En la cruz está el “hijo del Hombre”. El “abrasador” es una cruz que los hombres han levantado para quien revelaba a Dios de una forma nueva e inaudita. Y esto lo explica la teología joánica como “amor” de Padre al mundo. Es, probablemente, la afirmación soteriológica más decisiva de estas palabras del evangelio. El Hijo de Dios ha venido entregado por el Padre “para salvar” al mundo. El mundo en San Juan son los hombres que no aceptan el proyecto salvífico de Dios. Bien, pues ese Dios no odia al mundo, sino que lo ama y así lo muestra en el misterio de la entrega del Hijo. Podríamos atrevemos a decir que el texto evangélico de hoy es una “versión” joánica del himno de la carta a los Filipenses, ni más, ni menos. Con un trasfondo distinto, pero que viene a misma verdad.
Se ha dicho que este es también un texto de profundo calado escatológico, muy propio de la teología joánica. ¡Es verdad!
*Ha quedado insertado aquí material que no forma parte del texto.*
PR #4254, opened 2024-04-10
Improvements to the SAPM S3 publisher

jmelis:
This PR brings improves several things in the SAPM S3 exporter:

- `app_name` is provided as part of the node. This is necessary because integrations using the publisher data will filter by `app_name`
- Information about whether or not a job is a test job is codified via `publish_job_logs`.
- If target is not defined, it defaults to `None` instead of default. This is more in line with other integrations we have.
- And more importantly, now all nodes that publish will be in the output, which is a changed compared with the current state, where only those that publish AND are being subscribed to by other nodes do appear.

### DIFF
--- a/reconcile/saas_auto_promotions_manager/utils/saas_files_inventory.py
+++ b/reconcile/saas_auto_promotions_manager/utils/saas_files_inventory.py
@@ -34,6 +34,11 @@ class SaasFilesInventory:
         self._assemble_publishers()
         self._remove_unsupported()
 
+
+    @property
+    def publishers_with_subscribers(self) -> list[Publisher]:
+        return [p for p in self.publishers if p.has_subscriber]
+
     def _assemble_publishers(self) -> None:
         for saas_file in self._saas_files:
             for resource_template in saas_file.resource_templates:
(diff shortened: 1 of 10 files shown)


jmelis:
@fishi0x01 let me know if you prefer the PR to be split into separate ones

jmelis:
To further understand why these changes are needed, it may be interesting to look at https://gitlab.cee.redhat.com/service/app-interface/-/merge_requests/102423 (which depends on this MR)

reconcile/saas_auto_promotions_manager/utils/saas_files_inventory.py
```diff
@@ -34,6 +34,11 @@ def __init__(self, saas_files: Iterable[SaasFile]):
         self._assemble_publishers()
         self._remove_unsupported()
 
+
+    @property
+    def publishers_with_subscribers(self) -> list[Publisher]:
```
jmelis, line 39: @fishi0x01 note that I added this to keep tests adequate.

This changes things then, and I'm not sure I understand the consequences. Before this PR `publishers` report nodes that have subscribers. After this PR is `publishers` will report all nodes that publish, and you need to specifically access `publishers_with_subscribers` if you want to get to the previous behaviour.

Alternatively we could reverse it, i.e. keep `publishers` as it was, add `publishers_without_subscribers`, and leverage that one in the S3 exporter.

What do you prefer?

fishi0x01 (approved):
LGTM

PR #4258, opened 2024-04-10
Fix prom test cli, iterate over sharedResources as well

janboll:
Some alerts/rules were moved to shared resources. CLI needs to check these as well. Hence adding them to the list of prometheus rules to consider.


cubismod (approved):
LGTM

rporres:
I don't understand why this is needed... `orb.get_namespaces` should take care of shared resources, correct?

El juicio de nuestra salvación futura no es una decisión jurídica y enrevesada de última hora ante un ficticio tribunal divino. Esa es una imagen apocalíptica poco feliz. Es en el presente donde se está decidiendo nuestro porvenir salvífico. Ello es posible al aceptar por la fe al que ha sido “elevado a lo alto”, en la cruz, donde se inicia su gloria. En la teología del cuarto evangelio la elevación en la cruz es la glorificación; por eso se permite proclamar: “y yo cuando sea elevado de la tierra, atraeré a todos hacia mí, Decía esto para significar de qué muerte iba a morir.” (Jn 12,32-33). Toda una garantía que teológicamente es irrenunciable: el Dios de nuestra salvación es un Dios que ama al mundo que lo rechaza. No un dios perverso o rencoroso. Es un Dios que quiere ser aceptado, que quiere ser amado, desde el amor que Él mismo ha mostrado en su Hijo entregado hasta la muerte en la cruz. Esa es su gloria esa es nuestra garantía.

Juan 3, 13-17
«Para que todo el que crea en Él tenga vida eterna»
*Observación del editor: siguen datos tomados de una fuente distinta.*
PR #4262, opened 2024-04-11
 template-validator: log diffs in PR checks

chassing:
Show the diffs in MR/PR checks. This is much more handy and convenient for regular users.

### DIFF
--- a/reconcile/templating/validator.py
+++ b/reconcile/templating/validator.py
@@ -127,7 +127,7 @@ class TemplateValidatorIntegration(QontractReconcileIntegration):
         if diffs:
             for diff in diffs:
                 logging.error(f"template: {diff.template}, test: {diff.test}")
-                logging.debug(diff.diff)
+                logging.error(diff.diff)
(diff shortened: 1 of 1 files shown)


reconcile/templating/validator.py
```diff
@@ -127,7 +127,7 @@ def run(self, dry_run: bool) -> None:
         if diffs:
             for diff in diffs:
                 logging.error(f"template: {diff.template}, test: {diff.test}")
-                logging.debug(diff.diff)
+                logging.error(diff.diff)
```
janboll, line 130: I removed this, cause you can easily leak secrets with this. (usage of vault reader function in jinja)

janboll (changes requested):

reconcile/templating/validator.py
janboll: I'll add a comment, to explain this in the code section.

chassing: I see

El Evangelio es una profecía, es decir, una mirada en el espejo de la realidad que nos introduce en su verdad más allá de lo que nos dicen nuestros sentidos: la Cruz, la Santa Cruz de Jesucristo, es el Trono del Salvador. Por esto, Jesús afirma que «tiene que ser levantado el Hijo del hombre» (Jn 3,14).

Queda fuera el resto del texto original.